- Directed by: Dito Tsintsadze
- Written by: Dirk Kurbjuweit Dito Tsintsadze
- Produced by: Christine Ruppert
- Starring: Fabian Hinrichs; Lavinia Wilson; Johan Leysen; Christoph Waltz;
- Cinematography: Manuel Mack
- Music by: Dito Tsintsadze Gio Tsintsadze
- Release date: September 5, 2003 (Toronto International Film Festival);
- Running time: 105 minutes
- Country: Germany
- Language: German

= Gun-Shy (2003 film) =

Gun-Shy (Schussangst) is a 2003 German crime drama film directed by Dito Tsintsadze.

== Summary ==
The protagonist of Dito Tsintsadze's drama is a loner whose life drastically changes after he meets a stunning but strange girl. Prior to meeting Isabella, Lukas, a young guy who does "meals on wheels" instead of military service, had few friends and led a mundane life. Soon after befriending him, the fascinating girl reveals to Lukas that she has a sexual relationship with her stepfather. He develops an obsession to liberate Isabella by killing the man.

==Plot==
Conscientious objector Lukas works as a "meals-on-wheels" delivery driver as an alternative to compulsory military service. He leads a rather sad and lonely life. Riding a bus, he encounters strangely fascinating Isabella, who slips him a "Help me!" note. Lukas ends up falling in love with her.

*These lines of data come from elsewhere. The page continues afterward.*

PR #112, opened 2026-03-01
feature: add pipeline share code feature

### LINKED ISSUE #111: Feature - Add Share Pipeline feature

Currently, there is no way to share a pipeline with others. If someone builds a pipeline and wants others to replicate it exactly, they would have to manually recreate it block by block.

A Share Pipeline feature accessible from the toolbar. Clicking the share icon generates an encoded code representing the current workspace. Anyone can paste that code into the Load from Code input to instantly recreate the exact same pipeline in their own workspace. The image filename is intentionally excluded from the code so each user loads their own image.

Saving pipelines to the backend database with short codes was considered, but encoding the pipeline directly into the code string was preferred as it requires no storage, works permanently, and has no backend dependencies.

**Additional context**

This is useful for anyone who wants to share their pipeline with others, for example, a teacher demonstrating a specific image processing pipeline to students, or a contributor sharing a reproducible example when reporting an issue.

I will be working on this issue.

xxivani:
## Description
Adds a Share Pipeline feature to the toolbar, allowing users to generate an encoded code representing their current Blockly workspace. Anyone with the code can paste it into the Load from Code input to instantly recreate the exact same pipeline in their own workspace. The image filename is excluded from the code so each user loads their own image.

Fixes #111 

## Type of Change
- [ ] Bug fix
- [x] New feature
- [ ] Breaking change
- [ ] Documentation update

## How Has This Been Tested?
Generated a code from a pipeline with multiple blocks and verified it decodes correctly into the same workspace.
Verified that the image filename is cleared after loading, showing "No image" instead.
Verified that pasting an invalid code shows an appropriate error message.
Verified that attempting to generate a code with an empty workspace shows a prompt to add blocks first.

- [ ] Existing tests pass
- [ ] New tests added
- [x] Manual testing

## Screenshots 

https://github.com/user-attachments/assets/cce8d5e6-49b5-4cd5-9a40-7d32843b198d

## Checklist
- [x] Tests pass locally

### DIFF
--- a/imagelab-frontend/src/components/SharePipelineModal.tsx
+++ b/imagelab-frontend/src/components/SharePipelineModal.tsx
@@ -1,6 +1,9 @@
-import { useState } from "react";
+import { useState, useEffect } from "react";
 import * as Blockly from "blockly";
 import { X, Copy, Check, Share2, Upload } from "lucide-react";
+
+const READ_IMAGE_BLOCK_TYPE = "basic_readimage";
+const FILENAME_LABEL_FIELD = "filename_label";
 
 interface SharePipelineModalProps {
   workspace: Blockly.WorkspaceSvg | null;
@@ -16,7 +19,7 @@ function compressToCode(workspace: Blockly.WorkspaceSvg): string {
   return btoa(binary);
 }
 
-function decompressFromCode(code: string): object {
+function decompressFromCode(code: string): unknown {
   const binary = atob(code.trim());
   const bytes = new Uint8Array(binary.length);
   for (let i = 0; i < binary.length; i++) {
@@ -30,8 +33,18 @@ export default function SharePipelineModal({ workspace, onClose }: SharePipeline
   const [generatedCode, setGeneratedCode] = useState<string | null>(null);
   const [inputCode, setInputCode] = useState("");
   const [copied, setCopied] = useState(false);
+  const [copyError, setCopyError] = useState<string | null>(null);
   const [loadError, setLoadError] = useState<string | null>(null);
   const [loadSuccess, setLoadSuccess] = useState(false);
+
+  // Close on Escape key
+  useEffect(() => {
+    const handler = (e: KeyboardEvent) => {
+      if (e.key === "Escape") onClose();
+    };
+    document.addEventListener("keydown", handler);
+    return () => document.removeEventListener("keydown", handler);
+  }, [onClose]);
 
   const handleGenerate = () => {
     if (!workspace) return;
@@ -46,24 +59,49 @@ export default function SharePipelineModal({ workspace, onClose }: SharePipeline
 
   const handleCopy = async () => {
     if (!generatedCode) return;
-    await navigator.clipboard.writeText(generatedCode);
-    setCopied(true);
-    setTimeout(() => setCopied(false), 2000);
+    try {
+      await navigator.clipboard.writeText(generatedCode);
+      setCopied(true);
+      setCopyError(null);
+      setTimeout(() => setCopied(false), 2000);
+    } catch {
+      setCopyError("Could not copy to clipboard. Please select and copy manually.");
+    }
   };
 
   const handleLoad = () => {
     if (!workspace || !inputCode.trim()) return;
     setLoadError(null);
     setLoadSuccess(false);
+
+    // Confirm before overwriting existing workspace
+    const existingBlocks = workspace.getAllBlocks(false);
+    if (existingBlocks.length > 0) {
+      if (!window.confirm("Loading a pipeline will replace your current workspace. Continue?"))
+        return;
+    }
+
     try {
       const state = decompressFromCode(inputCode.trim());
-      workspace.clear();
-      Blockly.serialization.workspaces.load(state, workspace);
 
-      const readImageBlocks = workspace.getBlocksByType("basic_readimage", false);
-      readImageBlocks.forEach((block) => {
-        const field = block.getField("filename_label");
-        if (field) field.setValue("No image");
+      // Save snapshot before mutating so we can restore on failure
+      const snapshot = Blockly.serialization.workspaces.save(workspace);
+      workspace.clear();
+
+      try {
+        Blockly.serialization.workspaces.load(
+          state as Parameters<typeof Blockly.serialization.workspaces.load>[0],
+          workspace,
+        );
+      } catch (loadErr) {
+        // Restore original workspace on failure
+        Blockly.serialization.workspaces.load(snapshot, workspace);
+        throw loadErr;
+      }
+
+      // Clear filename from any read image blocks
+      workspace.getBlocksByType(READ_IMAGE_BLOCK_TYPE, false).forEach((block) => {
+        block.getField(FILENAME_LABEL_FIELD)?.setValue("No image");
       });
 
       setLoadSuccess(true);
@@ -74,8 +112,18 @@ export default function SharePipelineModal({ workspace, onClose }: SharePipeline
   };
 
   return (
-    <div className="fixed inset-0 z-50 flex items-center justify-center bg-black/40">
-      <div className="bg-white rounded-xl shadow-2xl w-full max-w-md mx-4 overflow-hidden">
+    <div
+      className="fixed inset-0 z-50 flex items-center justify-center bg-black/40"
+      onClick={onClose}
+      role="presentation"
+    >
+      <div
+        role="dialog"
+        aria-modal="true"
+        aria-label="Share Pipeline"
+        className="bg-white rounded-xl shadow-2xl w-full max-w-md mx-4 overflow-hidden"
+        onClick={(e) => e.stopPropagation()}
+      >
         {/* Header */}
         <div className="flex items-center justify-between px-5 py-4 border-b border-gray-200">
           <div className="flex items-center gap-2">
@@ -83,11 +131,13 @@ export default function SharePipelineModal({ workspace, onClose }: SharePipeline
             <h2 className="text-sm font-semibold text-gray-800">Share Pipeline</h2>
           </div>
           <button
+            type="button"
             onClick={onClose}
             className="p-1 rounded hover:bg-gray-100 text-gray-400 hover:text-gray-600 transition-colors"
             title="Close"
+            aria-label="Close"
           >
-            <X size={16} />
+            <X size={16} aria-hidden="true" />
           </button>
         </div>
 
@@ -104,6 +154,7 @@ export default function SharePipelineModal({ workspace, onClose }: SharePipeline
             </div>
 
             <button
+              type="button"
               onClick={handleGenerate}
               disabled={!workspace}
               className="w-full py-2 px-3 rounded-lg text-sm font-medium text-white bg-indigo-500 hover:bg-indigo-600 disabled:opacity-50 disabled:cursor-not-allowed transition-colors"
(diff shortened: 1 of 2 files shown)


imagelab-frontend/src/components/SharePipelineModal.tsx
```diff
@@ -0,0 +1,196 @@
...
+  workspace: Blockly.WorkspaceSvg | null;
+  onClose: () => void;
+}
+
+function compressToCode(workspace: Blockly.WorkspaceSvg): string {
+  const state = Blockly.serialization.workspaces.save(workspace);
+  const json = JSON.stringify(state);
+  const bytes = new TextEncoder().encode(json);
+  let binary = "";
+  bytes.forEach((b) => (binary += String.fromCharCode(b)));
```
ivantha: **[LOW]** O(n²) string concatenation in compressToCode

The pattern `bytes.forEach((b) => (binary += String.fromCharCode(b)))` builds a string by repeated concatenation inside a loop. In V8 and other JS engines, string concatenation in a tight loop may cause quadratic performance due to repeated re-allocation and copying. For large pipelines with many blocks and properties, this could noticeably stall the UI thread.

**Suggestion:**
```
Use `String.fromCharCode.apply` or `Array.from` with `join` to build the binary string in one allocation:
```typescript
function compressToCode(workspace: Blockly.WorkspaceSvg): string {
  const state = Blockly.serialization.workspaces.save(workspace);
  const json = JSON.stringify(state);
  const bytes = new TextEncoder().encode(json);
  // Single allocation instead of repeated concatenation
  const binary = String.fromCharCode(...bytes);
  return btoa(binary);
}
```
Note: For very large byte arrays, spread syntax may hit call stack limits. A safer alternative: `Array.from(bytes, b => String.fromCharCode(b)).join('')`.
```

File: imagelab-frontend/src/components/SharePipelineModal.tsx [hunk 2]
```diff
@@ -0,0 +1,196 @@
...
+
+function decompressFromCode(code: string): object {
+  const binary = atob(code.trim());
+  const bytes = new Uint8Array(binary.length);
+  for (let i = 0; i < binary.length; i++) {
+    bytes[i] = binary.charCodeAt(i);
+  }
+  const json = new TextDecoder().decode(bytes);
+  return JSON.parse(json);
+}
```
ivantha: **[LOW]** Functions named 'compress/decompress' perform no actual compression

Both `compressToCode` and `decompressFromCode` only do base64 encoding/decoding — there is no compression step. The names imply gzip, zlib, LZ-string, or similar compression, which misleads future maintainers. For a large pipeline, the generated code will be very long (base64 overhead is ~33% larger than the raw JSON), making it harder to share via chat, email, or URL parameters. This is a naming correctness issue and a UX concern.

**Suggestion:**
```
Either rename the functions to reflect what they actually do (`encodePipelineToBase64` / `decodePipelineFromBase64`), or add real compression using a library like `lz-string` to keep the codes short:
```typescript
import LZString from 'lz-string';

function compressToCode(workspace: Blockly.WorkspaceSvg): string {
  const state = Blockly.serialization.workspaces.save(workspace);
  return LZString.compressToEncodedURIComponent(JSON.stringify(state));
}

function decompressFromCode(code: string): unknown {
  const json = LZString.decompressFromEncodedURIComponent(code.trim());
  if (!json) throw new Error("Invalid or corrupted code");
  return JSON.parse(json);
}
```
```

File: imagelab-frontend/src/components/SharePipelineModal.tsx [hunk 3]
```diff
@@ -0,0 +1,196 @@
...
+    const code = compressToCode(workspace);
+    setGeneratedCode(code);
+  };
+
+  const handleCopy = async () => {
+    if (!generatedCode) return;
+    await navigator.clipboard.writeText(generatedCode);
+    setCopied(true);
+    setTimeout(() => setCopied(false), 2000);
+  };
```
ivantha: **[LOW]** setTimeout callback can fire after component unmounts

Two `setTimeout` calls — `setCopied(false)` on line 51 and `onClose()` on line 70 — are created without cleanup. If the modal is unmounted before the timeout fires (e.g., the parent closes it through another code path), the callback for `setCopied` may attempt a state update on an unmounted component. React 18 no longer warns about this specific case, but the `onClose()` callback could also execute unexpectedly, triggering effects in the parent.

**Suggestion:**
```
Use `useEffect` cleanup for timers:
```typescript
const copyTimeoutRef = useRef<ReturnType<typeof setTimeout> | null>(null);

const handleCopy = async () => {
  if (!generatedCode) return;
  try {
    await navigator.clipboard.writeText(generatedCode);
    setCopied(true);
    if (copyTimeoutRef.current) clearTimeout(copyTimeoutRef.current);
    copyTimeoutRef.current = setTimeout(() => setCopied(false), 2000);
  } catch { /* ... */ }
};

useEffect(() => {
  return () => {
    if (copyTimeoutRef.current) clearTimeout(copyTimeoutRef.current);
  };
}, []);
```
```

File: imagelab-frontend/src/components/SharePipelineModal.tsx [hunk 4]
```diff
@@ -0,0 +1,196 @@
...
+
+      setLoadSuccess(true);
+      setTimeout(() => onClose(), 800);
+    } catch {
+      setLoadError("Invalid code. Please check and try again.");
+    }
+  };
+
+  return (
+    <div className="fixed inset-0 z-50 flex items-center justify-center bg-black/40">
```
ivantha: **[LOW]** Backdrop click does not close the modal; no Escape key support

The outer overlay `<div className="fixed inset-0 ...">` has no `onClick` handler, so clicking outside the modal card does nothing. Almost universally, users expect to close a modal by clicking the backdrop or pressing `Escape`. The `onClose` prop is available but never wired to these two standard dismissal paths.

**Suggestion:**
```
Wire up both:
```tsx
// Backdrop click
<div
  className="fixed inset-0 z-50 flex items-center justify-center bg-black/40"
  onClick={onClose}                // close on backdrop click
  onKeyDown={(e) => e.key === 'Escape' && onClose()}  // close on Escape
  role="presentation"
>
  <div
    className="bg-white rounded-xl ..."
    onClick={(e) => e.stopPropagation()}  // prevent card clicks from bubbling
  >
```
Or add a `useEffect(() => { const handler = (e) => e.key === 'Escape' && onClose(); document.addEventListener('keydown', handler); return () => document.removeEventListener('keydown', handler); }, [onClose]);` inside the modal component.
```

File: imagelab-frontend/src/components/SharePipelineModal.tsx (hunk 2 above)
Comment (ivantha) [inline imagelab-frontend/src/components/SharePipelineModal.tsx]: **[LOW]** No unit tests for codec utility functions

The `compressToCode` and `decompressFromCode` functions are pure utility functions (modulo the Blockly workspace argument for compress) that implement a round-trip encode/decode contract. They are the most testable code in this PR but have no tests. The PR checklist confirms "New tests added" is unchecked. Edge cases like empty state, Unicode block names, and truncated/corrupted input are not guarded.

**Suggestion:**
```
Add unit tests for the codec:
```typescript
// SharePipelineModal.test.ts
describe('pipeline codec', () => {
  it('round-trips a pipeline state', () => {
    const state = { blocks: { languageVersion: 0, blocks: [] } };
    const code = btoa(/* encode */);
    expect(decompressFromCode(code)).toEqual(state);
  });

  it('throws on invalid base64 input', () => {
    expect(() => decompressFromCode('!!invalid!!')).toThrow();
  });

  it('throws on valid base64 but non-JSON content', () => {
    expect(() => decompressFromCode(btoa('not-json'))).toThrow();
  });
});
```
```

File: imagelab-frontend/src/components/Toolbar.tsx [hunk 5]
```diff
@@ -94,91 +98,106 @@ export default function Toolbar({ workspace }: ToolbarProps) {
...
+        </button>
+
+        <div className={separator} />
+
+        <button onClick={handleUndo} className={iconBtn} title={`Undo (${mod}Z)`}>
+          <Undo2 size={18} />
+        </button>
+        <button onClick={handleRedo} className={iconBtn} title={`Redo (${mod}Y or ${mod}⇧Z)`}>
+          <Redo2 size={18} />
+        </button>
```
ivantha: **[INFO]** Share button is not visually separated from the Run button

Looking at the toolbar layout, the existing pattern places a `<div className={separator} />` between each group of semantically related buttons: `[New | Download] | [Undo | Redo] | [Run]`. The new Share button is inserted after the Undo/Redo separator but before Run, with no separator between Share and Run. This groups a navigation/sharing action visually with the primary action (Run), which is inconsistent with the toolbar's existing grouping convention.

**Suggestion:**
```
Add a separator between Share and Run to maintain visual grouping:
```tsx
<button onClick={() => setShowShareModal(true)} ... >
  <Share2 size={18} />
</button>

<div className={separator} />  {/* ← add this */}

<button onClick={handleRun} ... >
```
```

File: imagelab-frontend/src/components/SharePipelineModal.tsx (hunk 2 above)
Comment (ivantha) [inline imagelab-frontend/src/components/SharePipelineModal.tsx]: **[INFO]** Utility functions defined at module level could be extracted to a shared utilities file

`compressToCode` and `decompressFromCode` are module-level functions in the component file. This makes them harder to test in isolation, prevents reuse elsewhere (e.g., if a URL-share or export feature is added later), and adds cognitive weight to reading the component. The pattern in this codebase appears to use `hooks/` and `api/` directories for shared logic (e.g., `usePipeline`, `executePipeline`).

**Suggestion:**
```
Move to a dedicated utility module:
```
imagelab-frontend/src/utils/pipelineCodec.ts
```
```typescript
export function encodePipeline(workspace: Blockly.WorkspaceSvg): string { ... }
export function decodePipeline(code: string): unknown { ... }
```
Then import in the modal. This also makes the round-trip contract directly testable without needing to mount a React component.
```

File: imagelab-frontend/src/components/SharePipelineModal.tsx [hunk 6]
```diff
@@ -0,0 +1,196 @@
...
+      Blockly.serialization.workspaces.load(state, workspace);
+
+      const readImageBlocks = workspace.getBlocksByType("basic_readimage", false);
+      readImageBlocks.forEach((block) => {
+        const field = block.getField("filename_label");
+        if (field) field.setValue("No image");
+      });
+
+      setLoadSuccess(true);
+      setTimeout(() => onClose(), 800);
```
ivantha: **[INFO]** Auto-close after 800ms is an unusual and potentially disorienting UX pattern

After a successful load, the modal auto-closes after an 800ms delay via `setTimeout(() => onClose(), 800)`. This is an unconventional pattern — users may want to review the success message, or may be confused by a modal that disappears on its own. It also means if the user has started interacting with the newly-loaded workspace (since it's visible behind the modal), a delayed close could interrupt their action.

**Suggestion:**
```
Consider two alternatives:
1. **Close immediately** on success (simpler, and `loadSuccess` state is already set for the instant before close).
2. **Let the user dismiss** by changing the success UI to include a "Close" or "Done" button, or rely on the existing X button.

The 800ms delay is the worst of both approaches — too short for the user to read and decide, too long to feel instant.
```

ivantha (commented):
## ◎ Argus Review

This PR introduces a well-scoped Share Pipeline feature with a clean modal UI, thoughtful UX touches (copy feedback, disabled states, aria-labels), and a sensible round-trip encode/decode approach. However, there are two high-severity issues that need to be addressed before merge: **the workspace is silently wiped if loading fails** (data loss), and **there is no confirmation prompt before overwriting an existing workspace**. Additionally, the Clipboard API error path is unhandled, the modal is missing standard accessibility attributes (role, aria-modal, focus trapping), and the utility functions are misleadingly named since no compression actually occurs. The hardcoded block type and field name strings also create a silent failure point if block definitions are ever refactored.

PR #345, opened 2026-08-03
fix: normalise image format from mime type across all upload paths

### LINKED ISSUE #344: [Bug] Uploading GIF or SVG files causes Unsupported image format error
When a user uploads a GIF or SVG file, the pipeline fails with a backend error. The frontend extracts the image format from the browser mime type using a raw string split, which produces invalid values:

- image/gif gives gif which the backend does not support
- image/svg+xml gives svg+xml which the backend does not support

The error appears in the pipeline results panel:

`
Error in Step 2 (imageconvertions_grayimage):
ValueError: Unsupported image format: 'gif'.
Supported: ['bmp', 'jpeg', 'jpg', 'png', 'tif', 'tiff', 'webp']
`

## To Reproduce

1. Open the app at http://localhost:3100
2. Use the Read Image block to upload a GIF file (e.g. sample_640x426.gif)
3. Add any operator block (e.g. Gray the image)
4. Click Run
5. See the error in the bottom right of the screen

## Expected behavior

The app should gracefully handle unsupported mime types by falling back to PNG, rather than crashing with a backend error.

## Screenshots

Image

## Root cause

The utility getImageFormatFromMimeType in src/utils/imageData.ts already exists and is used correctly in CameraCaptureModal.tsx, but two other upload paths bypass it:

`	s
// src/blocks/extensions/readImageExtension.ts
// src/components/Preview/PreviewPane.tsx
const format = file.type.split('/')[1] || 'png';  // broken for image/svg+xml, image/gif
`

The fix is to update getImageFormatFromMimeType to validate against the supported format list and fall back to png for anything unsupported, then use it consistently across all upload paths.

shree1071:
## Summary

Fixes #344

Uploading a GIF or SVG file caused a backend crash because the frontend was extracting the image format with a raw mime type split:

`	s
const format = file.type.split('/')[1] || 'png';
// image/svg+xml -> 'svg+xml'  (backend error)
// image/gif     -> 'gif'       (backend error)
`

A utility function getImageFormatFromMimeType already existed and was used correctly in CameraCaptureModal.tsx. Two other upload paths were bypassing it.

## Changes

- src/utils/imageData.ts — updated getImageFormatFromMimeType to validate against the backend's supported format list and fall back to png for anything unsupported or compound
- src/blocks/extensions/readImageExtension.ts — replaced raw split with getImageFormatFromMimeType
- src/components/Preview/PreviewPane.tsx — replaced raw split with getImageFormatFromMimeType
- 	ests/utils/imageData.test.ts — 6 new test cases (svg+xml, gif, empty string, webp, tiff, empty mime)

## Testing

All 68 frontend tests pass.

| Mime type | Before | After |
|-----------|--------|-------|
| image/jpeg | jpeg | jpeg |
| image/png | png | png |
| image/svg+xml | svg+xml (backend error) | png |
| image/gif | gif (backend error) | png |
| empty | png | png |

##AFTER
image

### DIFF
--- a/imagelab-frontend/src/blocks/extensions/readImageExtension.ts
+++ b/imagelab-frontend/src/blocks/extensions/readImageExtension.ts
@@ -1,4 +1,5 @@
 import * as Blockly from "blockly";
+import { getImageFormatFromMimeType } from "../../utils/imageData";
 import { usePipelineStore } from "../../store/pipelineStore";
 
 function setFilenameLabel(block: Blockly.Block, value: string) {
@@ -21,7 +22,7 @@ function initReadImageBlock(block: Blockly.Block) {
     const file = fileInput.files?.[0];
     if (!file) return;
 
-    const format = file.type.split("/")[1] || "png";
+    const format = getImageFormatFromMimeType(file.type);
     const reader = new FileReader();
     reader.onload = () => {
       const dataUrl = reader.result as string;
--- a/imagelab-frontend/src/components/Preview/PreviewPane.tsx
+++ b/imagelab-frontend/src/components/Preview/PreviewPane.tsx
@@ -1,6 +1,7 @@
 import { useRef, useState } from "react";
 import { Camera, Image, ImageDown, Timer, Trash2, Upload, ZoomIn, ZoomOut } from "lucide-react";
 import { usePipelineStore } from "../../store/pipelineStore";
+import { getImageFormatFromMimeType } from "../../utils/imageData";
 import ImageDisplay from "./ImageDisplay";
 
 function ZoomControls({
@@ -72,7 +73,7 @@ export default function PreviewPane() {
       const [, base64 = ""] = dataUrl.split(",", 2);
       if (!base64) return;
 
-      const format = file.type.split("/")[1] || "png";
+      const format = getImageFormatFromMimeType(file.type);
       setOriginalImage(base64, format, file.name);
     };
     reader.readAsDataURL(file);
--- a/imagelab-frontend/src/utils/imageData.ts
+++ b/imagelab-frontend/src/utils/imageData.ts
@@ -26,9 +26,16 @@ export function blobToDataUrl(blob: Blob): Promise<string> {
   });
 }
 
+const SUPPORTED_IMAGE_FORMATS = new Set(["png", "jpg", "jpeg", "webp", "bmp", "tiff", "tif"]);
+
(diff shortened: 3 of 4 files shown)


ivantha:
### Automated review summary

**Triage:** bug  |  **Recommendation:** ready-for-maintainer

**Findings**
- **[minor/quality]** `imagelab-frontend/tests/utils/imageData.test.ts:98` This comment (and the PR description's before/after table) attributes the SVG fix to the backend's supported-format whitelist, but the backend's decode_base64_image() never receives image_format at all — it decodes purely from raw byte content via cv2.imdecode, and only uses image_format later when re-encoding an already-decoded image. A raw SVG (vector XML) upload fails at that decode step regardless of whether format is 'svg+xml' or 'png', so this change doesn't actually make SVG uploads succeed — it only changes the resulting error message from 'Unsupported image format' to 'Could not decode image data'. The fix is genuinely effective for formats that decode fine as raster but aren't in the backend's output-encoding whitelist (e.g. GIF), just not for SVG as the comment implies.
- **[minor/quality]** `imagelab-frontend/src/utils/imageData.ts:29` SUPPORTED_IMAGE_FORMATS duplicates the backend's SUPPORTED_FORMATS set (imagelab-backend/app/utils/image.py) with no shared source of truth. The two lists match exactly today, but nothing enforces that going forward — a future change to either whitelist alone (e.g. the backend adding avif support) will silently desync the two and reintroduce the same class of bug this PR fixes.
- **[nit/test]** `imagelab-frontend/tests/utils/imageData.test.ts:84` The new tests exercise jpeg, webp, tiff, svg+xml and gif, but two formats newly added to SUPPORTED_IMAGE_FORMATS — 'bmp' and 'jpg' — have no test anywhere in this file confirming they pass through unchanged rather than falling back to png.

**Conventions**

This is a small, well-targeted frontend fix: it routes two upload paths (readImageExtension.ts, PreviewPane.tsx) through the existing getImageFormatFromMimeType utility instead of a raw mime-type split, and tightens that utility to fall back to png for compound or unsupported subtypes, backed by six new unit tests. The new allow-list happens to mirror the backend's supported-format whitelist exactly but isn't derived from it, so the two can silently drift apart over time. The SVG case specifically isn't fully fixed by this change — the backend's image decoder never inspects the declared format, so SVG uploads still fail after this PR, just with a different error message than before. Otherwise the diff is minimal, self-contained, and well tested; safe to merge once the SVG claim in the description/tests is corrected or acknowledged as a partial fix.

The note she slipped to Lukas is revealed to be in reference to sexual abuse she has endured from her stepfather. Lukas finds himself rethinking his pacifist beliefs. He decides to get a gun to protect or save Isabella from her stepfather.

Lukas gets into the sights of a police detective investigating the theft of a boat. Sensing the violent energy pent up in Lukas, the detective checks in on him repeatedly. Lukas manages to procure a precision rifle, and he begins to practice handling it and mentally prepare himself for the killing. This forces him to question his deepest beliefs as a conscientious objector. Unable to overcome his inhibitions, he recoils from the last step - he is gun-shy.

Isabella's stepfather conducts seminars on anxiety, which Lukas also visits. He is present when the stepfather dies of a heart attack during a lecture. After this, Lukas sees and hears nothing more about Isabella. He leaves a message on her mailbox disclosing that he intended to kill her stepfather, but it goes unanswered.

Eventually Lukas overcomes his fear of shooting and directs his lethal intent at a new target.

==Cast==
- Fabian Hinrichs - Lukas Eiserbeck
- Lavinia Wilson - Isabella
- Johan Leysen - Isabella's stepfather Romberg
- Christoph Waltz - Johannsen
- Ingeborg Westphal - Sieveking
- Axel Prahl - night swimmer
- Thorsten Mertens - Krausser

==Awards==
The film won the Golden Seashell at the San Sebastián International Film Festival in 2003.